The above code reads from `stub.Input` in a loop, and passes the `StreamChunk` along to
`stub.Output`. Since reading from `stub.Input` will block until a chunk is available,
we need to check for interrupts as the same time.

Toxics will be interrupted whenever they are being updated, or possibly removed. This can
happen at any point within the `Pipe()` function, so all blocking operations (including sleep),
should be interruptible. When an interrupt is received, the toxic should return from the `Pipe()`
function after it has written any "in-flight" data back to `stub.Output`. It is important that
all data read from `stub.Input` is passed along to `stub.Output`, otherwise the stream will be
missing bytes and become corrupted.

When an `end of stream` is reached, `stub.Input` will return a `nil` chunk. Whenever a
nil chunk is returned, the toxic should call `Close()` on the stub, and return from `Pipe()`.

## Toxic configuration

Toxic configuration information can be stored in the toxic struct. The toxic will be json
encoded and decoded by the api, so all public fields will be api accessible.

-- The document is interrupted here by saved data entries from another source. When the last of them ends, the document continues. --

PR #359, opened 2020-12-07
Adding hold on valid to rr_arb

dpetrisko:
This adds a hold on valid mode to the round robin arbiter, where it will not switch its grant unless acked.

### DIFF
--- a/bsg_misc/bsg_round_robin_arb.py
+++ b/bsg_misc/bsg_round_robin_arb.py
@@ -222,7 +222,10 @@ else
         last_n = reset_on_sr? (inputs_p-2) :
                ( yumi_i     ?tag_o : last_r );  
       end else if( hold_on_valid_p ) begin: hold_on_last_n_gen
-        last_n = yumi_i ? tag_o : v_o ? (tag_o == '0) ? (lg_inputs_p)'(inputs_p-1) : (tag_o-1'b1) : last_r;
+        // Need to manually handle wrap around on non-power of two case, else reuse subtraction
+        last_n = yumi_i ? tag_o
+               : v_o ? ((~`BSG_IS_POW2(inputs_p) && tag_o == '0) ? (lg_inputs_p)'(inputs_p-1) : (tag_o-1'b1))
+                     : last_r;
       end else
         last_n = (yumi_i ? tag_o:last_r);
 
--- a/bsg_misc/bsg_round_robin_arb.py
+++ b/bsg_misc/bsg_round_robin_arb.py
@@ -127,6 +127,13 @@ print """module bsg_round_robin_arb #(inputs_p      = %s
                                      ,lg_inputs_p   =`BSG_SAFE_CLOG2(inputs_p)
                                      ,reset_on_sr_p = 1'b0
                                      ,hold_on_sr_p  = 1'b0
+                                     // Hold on valid sets the arbitration policy such that once
+                                     // a output tag is selected, it remains selected until it is
+                                     // acked. This is consistent with BaseJump STL handshake
+                                     // assumptions. Notably, this parameter is required to work
+                                     // with bsg_parallel_in_serial_out_passthrough. This policy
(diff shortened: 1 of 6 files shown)


bsg_misc/bsg_round_robin_arb.py
```diff
@@ -213,6 +214,8 @@ def print_reset_on_logic(reqs_w):
       end else if( reset_on_sr_p ) begin: reset_on_last_n_gen
         last_n = reset_on_sr? (inputs_p-2) :
                ( yumi_i     ?tag_o : last_r );  
+      end else if( hold_on_valid_p ) begin: hold_on_last_n_gen
+        last_n = yumi_i ? tag_o : v_o ? (tag_o-1'b1) : last_r;
```
gaozihou, line 218: I guess `tag_o-1'b1` may not be valid when inputs_p is non-pow2? For example, when `inputs_p==5` and `tag_o==3'b000`, then `tag_o-1'b1==3'b111`, and the state machine enters default state ,making `sel_one_hot_n= {5{1'bx}}`... Maybe we should do the following?
```
last_n = yumi_i ? tag_o : v_o ? ((tag_o == '0)? (lg_inputs_p)'(inputs_p-1) : (tag_o-1'b1)) : last_r;
```
This error is not triggered in the testbench, because there is not data injected into router from proc, so tag_o is never set to 0...

gaozihou (changes requested):

bsg_misc/bsg_round_robin_arb.py
dpetrisko: Good catch!

dpetrisko: Fixed!

gaozihou (approved):

taylor-bsg:
comments that explain the new functionality, limitations/assumptions, and interactions with piso passthrough

dpetrisko:
>comments that explain the new functionality, limitations/assumptions, and interactions with piso passthrough

I would actually argue that hold_on_valid should be the default behavior, and doesn't need special explanation. As we discussed, we're now taking the stance that all modules in basejump_stl must not drop valid once risen. If that's the case, we should add this tag-1'b1 clause to the other arbitration modes and not have a hold_on_valid parameter at all.

taylor-bsg:
I have a simple rule .. if you spend more than 10 seconds thinking about
it, it deserves a comment saying what you thought about. How long did we
spend?? :-)

taylor-bsg:
No specific objections but changing the default kind of mandates a PPA
sweep. Also the arbiter is used in other places besides routers, something
to think about...

dpetrisko:
Added comment block and created issue #362 for further investigation!

dpetrisko:
@taylor-bsg Good to merge?

dpetrisko:
@taylor-bsg

dpetrisko:
@taylor-bsg

bsg_misc/bsg_round_robin_arb.v
```diff
@@ -2428,6 +2437,8 @@ else
       end else if( reset_on_sr_p ) begin: reset_on_last_n_gen
         last_n = reset_on_sr? (inputs_p-2) :
                ( yumi_i     ?tag_o : last_r );  
+      end else if( hold_on_valid_p ) begin: hold_on_last_n_gen
+        last_n = yumi_i ? tag_o : v_o ? (tag_o == '0) ? (lg_inputs_p)'(inputs_p-1) : (tag_o-1'b1) : last_r;
```
taylor-bsg, line 2441: - add parens to clarify operator ordering
- add comment
// potential optimizations: specialize power of 2 case

taylor-bsg (approved):

bsg_misc/bsg_round_robin_arb.v
dpetrisko: fixed the formatting! I just tossed the optimization in there too, since it's really simple

PR #361, opened 2020-12-11
Dynamic PISO reduce internal buffering

gaozihou:
Reduce internal buffering from `2*els_p` to `els_p+1`, at the cost of extra combinational logic

Not tested yet

### DIFF
--- a/bsg_dataflow/bsg_parallel_in_serial_out_dynamic.v
+++ b/bsg_dataflow/bsg_parallel_in_serial_out_dynamic.v
@@ -8,21 +8,21 @@
 `include "bsg_defines.v"
 
 module bsg_parallel_in_serial_out_dynamic
-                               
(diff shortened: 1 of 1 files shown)


dpetrisko:
High level, but I’m curious if hard coding the length of a dynamic PISO would synthesize to the same as the static PISO...

gaozihou:
@dpetrisko Interesting question! I think it will be very very similar.
I am not sure about the following expression:
```
data_o = (go_fifo_v_lo & (count_lo==max_els_p-1))? fifo_data_lo[max_els_p-1] : fifo_data_lo[count_lo];
```
Will the tool simplify it to the following?
```
data_o = fifo_data_lo[count_lo]
```

dpetrisko:
LGTM once it's tested

PR #1824, opened 2017-02-12
pass consistent 'now' value to backend nodes

DanCech:
This patch sends a 'now' query parameter in requests to backend hosts in the same way as the 0.9.x branch.

It also passes `requestContext` through to `RemoteReader`, where it isn't used yet but will be by #1736 and #1818

### DIFF
--- a/webapp/graphite/node.py
+++ b/webapp/graphite/node.py
@@ -25,8 +25,13 @@ class LeafNode(Node):
     self.reader = reader
     self.is_leaf = True
 
-  def fetch(self, startTime, endTime):
-    return self.reader.fetch(startTime, endTime)
+  def fetch(self, startTime, endTime, now=None, requestContext=None):
+    try:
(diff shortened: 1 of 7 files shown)


webapp/graphite/node.py
```diff
@@ -25,8 +25,13 @@ def __init__(self, path, reader):
     self.reader = reader
     self.is_leaf = True
 
-  def fetch(self, startTime, endTime):
-    return self.reader.fetch(startTime, endTime)
+  def fetch(self, startTime, endTime, now=None, requestContext=None):
+    try:
```
deniszh: Is that `try..except` block really needed? I mean, when it could fail?

DanCech: It's needed to support readers that don't accept the new parameters, we could go through and update all the readers and tests to accept them, but that would still leave people with 3rd-party readers needing to update them for no good reason.

deniszh: Good, that's clear now.

PR #1826, opened 2017-02-14
Returned "target" field should reflect input target

mayurmahajan:


deniszh:
Hello @mayurmahajan,
Could you please elaborate this PR? I mean what you trying to achieve here.

Thanks!

PR #1829, opened 2017-02-21
perSecond is nonNegativeDeriviative, not Derivative

brian-brazil:
The difference in semantics is important, so clarify.


deniszh:
I would say that derivative here is name of math function, and not Graphite function. But semanically you're right ofc.
Merging.

PR #1832, opened 2017-02-21
Exponential Moving Average function implementation

cmaurer:


deniszh:
Merging because it's already reviewed in #1792.
Ran tests couple of times - looks stable now.

@DanCech - could you please check possible solutions for whisper tests? Thanks!

Thanks for your contribution, @cmaurer !

PR #1839, opened 2017-02-27
Feature/mon 160365 2

mayurmahajan:
This PR is to introduce a new field that reflects input target.

### DIFF
--- a/webapp/graphite/render/views.py
+++ b/webapp/graphite/render/views.py
@@ -103,6 +103,8 @@ def renderView(request):
     else:
       cachedData = None
 
+    new_old_target_map = {}
+
     if cachedData is not None:
       requestContext['data'] = data = cachedData
     else: # Have to actually retrieve the data now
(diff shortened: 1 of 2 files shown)


deniszh:
Hello Mayur,
Could you please explain a bit why do you using this change?

mayurmahajan:
Hi Deniszh, 

Sorry, for late response and thanks for following up. This PR is to fix this issue: https://github.com/graphite-project/graphite-web/issues/248.  The response "target" field sometimes does not show what was sent as in target field in the URL. This field is not making change in the response target field (to maintain backwards compatibility), however adding a new field input_target that reflects what's been sent as an input target.  I will add another commit to get the unit test checks pass.

DanCech:
@mayurmahajan can you resolve the conflicts?

deniszh:
Any objections to merge this?

iksaif:
Could you add to the commit message an example of data before and after ?

PR #1845, opened 2017-03-02
Pre-load each graph image before updating the dashboard UI

davidhusselmann:
This stops the Dashboard screen from flashing blank images and being distracting to look at.

### DIFF
--- a/webapp/content/js/dashboard.js
+++ b/webapp/content/js/dashboard.js
@@ -1070,7 +1070,14 @@ function updateGraphRecords() {
     if (!params.uniq === undefined) {
         delete params["uniq"];
     }
-    item.set('url', document.body.dataset.baseUrl + 'render?' + Ext.urlEncode(params));
+	
+	//Preload the image and set it into the UI once it is available.
+	var img = new Image();
+    img.onload = function() {
+      item.set('url',img.src);
+    };
+    img.src = document.body.dataset.baseUrl + 'render?' + Ext.urlEncode(params);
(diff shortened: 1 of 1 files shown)


deniszh:
I'm 🤷‍♂️ about that change. Any opinions? /cc @graphite-project/committers ?

davidhusselmann:
I just figured I'd make a quick change to make it easier for me to use (my graphite server is quite slow so the images take a few seconds to load up) - figured I'd PR it in case the community can also use it.

DanCech:
seems reasonable enough at first glance

deniszh:
OK, will merge tomorrow if looks good

webapp/content/js/dashboard.js
```diff
@@ -1070,7 +1070,14 @@ function updateGraphRecords() {
     if (!params.uniq === undefined) {
         delete params["uniq"];
     }
-    item.set('url', document.body.dataset.baseUrl + 'render?' + Ext.urlEncode(params));
+	
+	//Preload the image and set it into the UI once it is available.
+	var img = new Image();
```
iksaif: indentation seems off here

deniszh:
Ok, merging that. Ident is not so critical in JS, we can fix it later.

davidhusselmann:
Thanks @deniszh.  I might do another enhancement to this soon as it isn't too obvious when images have finished loading when you do a full screen reload (not automatic refresh).

PR #1847, opened 2017-03-09
Add movingMin and movingMax functions

AlexAkulov:
Add movingMin and movingMax functions
We use these functions in alerting system to avoid trigger flapping. I think it could be useful for others.

### DIFF
--- a/webapp/graphite/render/functions.py
+++ b/webapp/graphite/render/functions.py
@@ -1200,6 +1200,122 @@ def movingSum(requestContext, seriesList, windowSize):
 
   return result
 
+def movingMin(requestContext, seriesList, windowSize):
+  """
+  Graphs the moving minimum of a metric (or metrics) over a fixed number of
+  past points, or a time interval.
+
+  Takes one metric or a wildcard seriesList followed by a number N of datapoints
+  or a quoted string with a length of time like '1hour' or '5min' (See ``from /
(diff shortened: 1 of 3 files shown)


webapp/graphite/render/functions.py
```diff
@@ -1200,6 +1200,122 @@ def movingSum(requestContext, seriesList, windowSize):
...
+
+  Example:
+
+  .. code-block:: none
+
+    &target=movingMax(Server.instance01.requests,10)
+    &target=movingMax(Server.instance*.errors,'5min')
+
+  """
+  if not seriesList:
```
iksaif: A lot of code seems common between this, movingMin, and probably other moving* functions. Do you think you could try to refactor it ?

DanCech: It looks like the moving* functions share 99% of their code, differing only in the aggregation function applied (safeMin, safeMax, etc) and the name of the new series, so at first glance it seems like it should be possible to create a helper function that takes a seriesList, period, aggregation function and name template that all the moving* fructions can use.

deniszh:
Looks like everybody proposing to refactor moving* functions, but nobody really wants to do so. :)
(no offense intended, just fact of life 😈 ). So, I opened issue #1854 for that and added it to v1.1.0 milestone.
I think we should merge this PR now and proceed with refactor later. Any bjections?
@DanCech @iksaif @AlexAkulov ?

PR #1850, opened 2017-03-14
debian 8 at least needs build-essential

tahoe:
debian 8 needs build-essential or at least some of it's components to compile twisted


deniszh:
It will not hurt, I think.

PR #1681, opened 2016-09-06
Prevent repeated series evaluations for hitcount and smartSummarize

ellipses:
Changes smartSummarize and hitcount to use the original wildcard expression rather than evaluate each series individually similar to https://github.com/graphite-project/graphite-web/commit/53d1b3dee8f99c03e18d96909a12147f4a161030  .

Since smartSummarize is now using the original expression, queries such as summarize(metric.{a,b}) also work. 

Thomas (Hosted Graphite)

PR #1855, opened 2017-03-18
prevent repeated series evaluations for hitcount and smartSummarize

ellipses:
Changes smartSummarize and hitcount to use the original wildcard expression rather than evaluate each series individually similar to https://github.com/graphite-project/graphite-web/commit/53d1b3dee8f99c03e18d96909a12147f4a161030  .

Since smartSummarize is now using the original expression, queries such as summarize(metric.{a,b}) also work. 

Same pr as https://github.com/graphite-project/graphite-web/pull/1681 but this time without an insane diff from messed up rebase. @deniszh :)


deniszh:
Thanks, @ellipses !
Could I please get more reviews from @graphite-project/committers ?

DanCech:
Looks good

PR #1884, opened 2017-03-29
remote storage fixes

iksaif:


deniszh:
Cool!
👍

yunstanford:
I have a graphite cluster that has 2 shards (data are different on these two nodes based on consistent hashing). And we also have Master Graphite-Web talk with these two shards and merge the results. But..... there are some chance (very low, about 1/60) that Master graphite-web just return data from one shard. but i can't find any exception from log around this. Does this fix the issue ? any idea ?

deniszh:
They're counters, indeed. When you running script from command line it's
obviously not - but when running from collectd values should be
monotonically increased. You can enable debug and check all output in
system logs.
Do you have Graphite connected to Collectd or only rrd?

yunstanford:
we have collectd, statsite, monitoring system connected to the graphite cluster.

each shard includes a graphite-web, a carbon-relay-ng, 8 carbon-cache.

a master graphite-web fetch remote data from these two shards and merge them. (there is no data on master graphite-web host)

a carbon-relay-ng does consistent hashing in front of these two shards. (for writing)

writing part works fine based on consistent hashing. the thing is that our Master graphite-web sometimes(very unlikely, but i do observe) just return data from one shard, although most time it works fine. (basically it doesn't get data from the other shard).

iksaif:
Can you open a dedicated issue for that with the exact version that you are using ? 

@deniszh this patch was wrongly sent to 1.0.0 only. I'll spend some time on Monday to cherry-pick whatever we need on 1.0.0 and merge back everything that didn't make it to master.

An example of a toxic that uses configuration values is the [latency toxic](https://github.com/Shopify/toxiproxy/blob/master/toxics/latency.go)

```go
type LatencyToxic struct {
    Latency int64 `json:"latency"`
    Jitter  int64 `json:"jitter"`
}
```

These fields can be used inside the `Pipe()` function, but generally should not be written
to from the toxic. A separate instance of the toxic exists for each connection through the
proxy, and may be replaced when updated by the api. If state is required in your toxic, it
is better to use a local variable at the top of `Pipe()`, since struct fields are not
guaranteed to be persisted across interrupts.

## Toxic buffering

By default, toxics are not buffered. This means that writes to `stub.Output` will block until
either the endpoint or another toxic reads it. Since toxics are chained together, this means
not reading from `stub.Input` will block other toxics (and endpoint writes) from operating.
If this is not behavior you want your toxic to have, you can specify a buffer size for your
toxic's input. The [latency toxic](https://github.com/Shopify/toxiproxy/blob/master/toxics/latency.go)
uses this in order to prevent added latency from limiting the proxy bandwidth.

Specifying a buffer size is done by implementing the `BufferedToxic` interface, which adds the
`GetBufferSize()` function:

```go
func (t *LatencyToxic) GetBufferSize() int {
    return 1024
}
```

The unit used by `GetBufferSize()` is `StreamChunk`s. Chunks are generally anywhere from
1 byte, up to 32KB, so keep this in mind when thinking about how much buffering you need,
and how much memory you are comfortable with using.

## Using `io.Reader` and `io.Writer`

If your toxic involves modifying the data going through a proxy, you can use the `ChanReader`
and `ChanWriter` interfaces in the [stream package](https://github.com/Shopify/toxiproxy/tree/master/stream).
These allow reading and writing from the input and output channels as you would a normal data
stream such as a TCP socket.

An implementation of the noop toxic above using the stream package would look something like this:

```go
func (t *NoopToxic) Pipe(stub *toxics.ToxicStub) {
    buf := make([]byte, 32*1024)
    writer := stream.NewChanWriter(stub.Output)
    reader := stream.NewChanReader(stub.Input)
    reader.SetInterrupt(stub.Interrupt)
    for {
        n, err := reader.Read(buf)
        if err == stream.ErrInterrupted {
            writer.Write(buf[:n])
            return
        } else if err == io.EOF {
            stub.Close()
            return
        }
        writer.Write(buf[:n])
    }
}
```

See https://github.com/xthexder/toxic-example/blob/master/http.go for a full example of using
the stream package with Go's http package.